To the west of the house, the mellow red-brick walls of the original kitchen garden now shelter the Four Seasons garden.
To the east, woodland walks lead to one of Britain’s finest water gardens, an unusual marriage of Italianate formality with an English parkland landscape.
From the south front of the house, the carriage drive sweeps away to the south east, down through mature woodland.
From the north front of the house, the views take in the Little Lake and the Thames plain beyond. From neither point is any clue given of the splendid water garden that lies to the east of the house, reached by following the steps from the north terrace.
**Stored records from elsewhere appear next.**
PR #72, opened 2023-04-11
[LD-83] Safe api call method improvements. 

Krzysiudan:
https://loudius.atlassian.net/jira/software/projects/LD/boards/3?selectedIssue=LD-83

## Changes: 
- wrapped `safeApiCall` method into class `ApiRequester` to reuse Gson instance
- added catching `JsonParseException` in `safeApiCall`
- extracted `BadVerificationCodeException` from `WebException` sealed class
- improved `LocalDateTimeDeserializer`.

## Issue fixed:

Screenshot 2023-04-11 at 13 43 02
image
image


jacek-marchwicki (approved):
lgtm

app/src/main/java/com/appunite/loudius/di/NetworkModule.kt
```diff
@@ -100,4 +101,7 @@ object NetworkModule {
         GsonBuilder().setFieldNamingPolicy(FieldNamingPolicy.LOWER_CASE_WITH_UNDERSCORES)
             .registerTypeAdapter(LocalDateTime::class.java, LocalDateTimeDeserializer())
             .create()
+
+    @Provides
```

Harold Peto was a great designer of Water Gardens and one of his best examples is here.
The Peto Water Garden
Designed by Harold Peto, who was, in his day, the leading exponent of formal Italianate garden design, the Water Garden was laid out in 1904 for the 1st Lord Faringdon, and extended in a second phase of building in 1911 to 1913.
The garden creates a link between the house and the Big Lake that is such an important feature of the original eighteenth-century parkland landscape.
Consisting essentially of a chain of stairways, paths, basins and a central canal, the Water Garden is flanked by box hedges, sheltering statues and terracotta jars.
The stone-edged canal follows the bold linear axis of the earlier Victorian arboretum, carried for the greater part of its length through woodland.
Variety is given to the design by a series of secretive enclosed lawns, surrounding rectangular and quatrefoil pools, and by effectively placed Italian marble seats and statuary.
The canal stream is made to perform every possible manoeuvre before it reaches the lake, running over narrow rills and miniature cascades and beneath a hump-backed balustraded bridge.
At one point the water is thrown into the air by the charmingly playful Dolphin and Putti bronze fountain.
Water-lilies decorate the surface, and box hedges are flanked by stone figures on columns, and herms portraying Roman gods. Where it meets the lake, the vista continues eastwards to the domed and columned garden temple, also designed by Peto, which sits on the opposite shore.